Records excerpted from a collection
PR #7174, opened 2026-05-01
Update `reqwest` to 0.13.3

dfunkt:
- since version 0.13 `reqwest` defaults to `aws-lc-rs` as the CryptoProvider, so in order to use `ring` switch to rustls-no-provider as mentioned in the link below https://github.com/seanmonstar/reqwest/blob/5b5ac174bc1c8f62de5b6bd200c943719e18fb88/src/tls.rs#L46-L66
- form had to be manually specified now, no longer enabled by default


BlackDex:
The reason if not updated it, is because it will make reqwest have two versions now. Both 0.12 and 0.13. that is something we would like to prevent.

PR #7180, opened 2026-05-03
option to use encrypted rsa key

pieska:
I'm not a rust pro, but tried to implement creating/loading of encrypted rsa key:

- no passphrase set, no keyfile found -> unencrypted pkcs1 created, no change

- no passphrase set, key unencrypted -> key will be loaded, no change

- no passphrase set, key encrypted -> error and exit

- passhrase set, no keyfile found  -> encrypted pkcs1 created

- passphrase set, key unencrypted -> issue warnung but key will be loaded

- passphrase set, key encrypted (pkcs1 or pkcs8) -> key will be loaded and decrypted

passphrase can be set in RSA_KEY_PASSPHRASE or in RSA_KEY_PASSPHRASE_FILE 

encrypt existing keys:

- pkcs1
openssl rsa -in rsa_key.pem -aes256 -out rsa_key_encrypted.pem -traditional

- pkcs8
openssl rsa -in rsa_key.pem -aes256 -out rsa_key_encrypted.pem

- check
openssl rsa -in rsa_key_encrypted.pem -check

- check with passphrase file
openssl rsa -in rsa_key_encrypted.pem -check -passin file:rsa_key.pass

### DIFF
--- a/src/auth.rs
+++ b/src/auth.rs
@@ -69,14 +69,59 @@ pub async fn initialize_keys() -> Result<(), Error> {
         Err(e) => return Err(e.into()),
     };
 
-    let (priv_key, priv_key_buffer) = if let Some(priv_key_buffer) = priv_key_buffer {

◆ **Problem to solve**: Output all of the data without altering a single line.

◆ **Output of the task**:
PR #7174, opened 2026-05-01
Update `reqwest` to 0.13.3

dfunkt:
- since version 0.13 `reqwest` defaults to `aws-lc-rs` as the CryptoProvider, so in order to use `ring` switch to rustls-no-provider as mentioned in the link below https://github.com/seanmonstar/reqwest/blob/5b5ac174bc1c8f62de5b6bd200c943719e18fb88/src/tls.rs#L46-L66
- form had to be manually specified now, no longer enabled by default


BlackDex:
The reason if not updated it, is because it will make reqwest have two versions now. Both 0.12 and 0.13. that is something we would like to prevent.

PR #7180, opened 2026-05-03
option to use encrypted rsa key

pieska:
I'm not a rust pro, but tried to implement creating/loading of encrypted rsa key:

- no passphrase set, no keyfile found -> unencrypted pkcs1 created, no change

- no passphrase set, key unencrypted -> key will be loaded, no change

- no passphrase set, key encrypted -> error and exit

- passhrase set, no keyfile found  -> encrypted pkcs1 created

- passphrase set, key unencrypted -> issue warnung but key will be loaded

- passphrase set, key encrypted (pkcs1 or pkcs8) -> key will be loaded and decrypted

passphrase can be set in RSA_KEY_PASSPHRASE or in RSA_KEY_PASSPHRASE_FILE 

encrypt existing keys:

- pkcs1
openssl rsa -in rsa_key.pem -aes256 -out rsa_key_encrypted.pem -traditional

- pkcs8
openssl rsa -in rsa_key.pem -aes256 -out rsa_key_encrypted.pem

- check
openssl rsa -in rsa_key_encrypted.pem -check

- check with passphrase file
openssl rsa -in rsa_key_encrypted.pem -check -passin file:rsa_key.pass

### DIFF
--- a/src/auth.rs
+++ b/src/auth.rs
@@ -69,14 +69,59 @@ pub async fn initialize_keys() -> Result<(), Error> {
         Err(e) => return Err(e.into()),
     };
 
-    let (priv_key, priv_key_buffer) = if let Some(priv_key_buffer) = priv_key_buffer {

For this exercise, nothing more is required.